И Бабель на это в свою очередь ответил ему теми словами, которые я запомнил навсегда и справедливость которых впоследствии подтвердил весь опыт моей жизни. Именно это последнее заключение Бабеля-младшего, Долиного соседа из верхней квартиры, эти его слова, порожденный ими образ остались тогда в моем юном представлении как образ человека, к кому и мне суждено было сначала только прикоснуться, а потом узнать больше.

— Так что же, — горько сетовал мой Доля, — значит, мне совсем не писать? Вы убили меня, Исаак Эммануилович.

И Бабель ему на это сказал:

— Доля! Мы на войне. Все мы в эти дни можем оказаться либо на дрожках, либо в тачанке. И вот что скажу я тебе сейчас, а кстати, пусть намотает это на ус и твой молчаливый товарищ: на войне лучше быть убитым, чем числиться без вести пропавшим.

Вскоре — к осени — в ненастный день я узнал от Доли, решившего стать врачом, что накануне, в такую же пасмурную, дождливую ночь, Бабель-младший тоже перестал трудиться над чистым листом бумаги и, собственно говоря, сбежал из дома на польский фронт, как потом выяснилось, хитро заручившись мандатами и призаняв денег у Долиного отца.

В семье Бабеля, говорил Доля, считают, что Исаак Эммануилович — самоубийца. Его коммунистические дружки из Губкома и ГИУ, где Бабель служил главным редактором, эти дружки-приятели подговорили его на безумный шаг. Так думают в семье наверху. В семье отчаяние, а в душе беглеца… Что должно было быть на душе Исаака Бабеля, кому было суждено через два года вернуться с записками о Конной армии?

ИСКУССТВО ВАРИТЬ СУП

Обещание, брошенное в день первого знакомства, Бабель не забыл; и позже, уже после возвращения из польского похода, он не раз угощал меня мороженым в городском саду.

Вознаграждение предполагалось одно: Бабель ждал от меня откровенных признаний о романтических приключениях. Я не щадил — чаще всего воображаемых — своих жертв.

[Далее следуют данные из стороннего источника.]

PR #1068, opened 2024-06-12
Also suggest missing plugins in node AttributeErrors

arch1t3cht:
This is something that new users run into a lot, so it might be good to make the error message more helpful.


myrsloik:
What would be cool would be if it looks at the loaded plugin namespaces and suggests correction (if a typo). Same for functions.
And after that having a list of known namespaces (or vsrepo integration? whatever is easier) so it can say things are a plugin but not installed.

PR #1114, opened 2025-02-26
port simd to arm with sse2neon.h

yuygfgg:
Copied x86 SSE code to arm_neon folder, and translated with sse2neon.h. Also add cpu_level `neon` for arm devices (`VS_TARGET_CPU_ARM`), add ability to detect cpuFeature for arm devices.

PS. I have no idea why the commit log is like this... Please help :(


Ammar-Sadaoui:
let's hope to see android build soon

PR #1121, opened 2025-04-09
vspipe: redirect unwanted stdout to stderr

### LINKED ISSUE #1120: vspipe don't filter out script messages
I have a script that is using [vs-animesr](https://github.com/HolyWu/vs-animesr)
The problem is that I can't use vspipe to output the video stream to the encoder.
If I run the command: vspipe.exe --info "animesr_test.vpy" 
I get the following messages:

```
Warning: Unable to import quantization op. Please install modelopt library (https://github.com/NVIDIA/TensorRT-Model-Optimizer?tab=readme-ov-file#installation) to add support for compiling quantized models
Unable to import quantization op. Please install modelopt library (https://github.com/NVIDIA/TensorRT-Model-Optimizer?tab=readme-ov-file#installation) to add support for compiling quantized models
Warning: TensorRT-LLM is not installed. Please install TensorRT-LLM or set TRTLLM_PLUGINS_PATH to the directory containing libnvinfer_plugin_tensorrt_llm.so to use converters for torch.distributed ops
TensorRT-LLM is not installed. Please install TensorRT-LLM or set TRTLLM_PLUGINS_PATH to the directory containing libnvinfer_plugin_tensorrt_llm.so to use converters for torch.distributed ops
[03/30/2025-20:56:28] [TRT] [W] Functionality provided through tensorrt.plugin module is experimental.
Width: 1280
Height: 960
Frames: 855
FPS: 30000/1001 (29.970 fps)
Format Name: YUV420P10
Color Family: YUV
Alpha: No
Sample Type: Integer
Bits: 10
SubSampling W: 1
SubSampling H: 1`

The problems is that these messages are provided in input to the encoder (in this case x265), so that I get the following error message

`x265 [error]: unable to open input file <->
Warning: TensorRT-LLM is not installed. Please install TensorRT-LLM or set TRTLLM_PLUGINS_PATH to the directory containing libnvinfer_plugin_tensorrt_llm.so to use converters for torch.distributed ops
Arguments: ()
Error: fwrite() call failed when writing frame: 0, plane: 0, errno: 22
```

Хорошо ли это? Пожалуй, действительно мое воображение немного развращалось, потому что в надежде получить вторую, а то и третью порцию я врал беззастенчиво.

Думаю, мой собеседник чувствовал это, и все-таки ему была интересна, должно быть, игра юношеского воображения. А мне даже теперь приятно вспомнить, что иногда и на самом деле мне ставили третью порцию.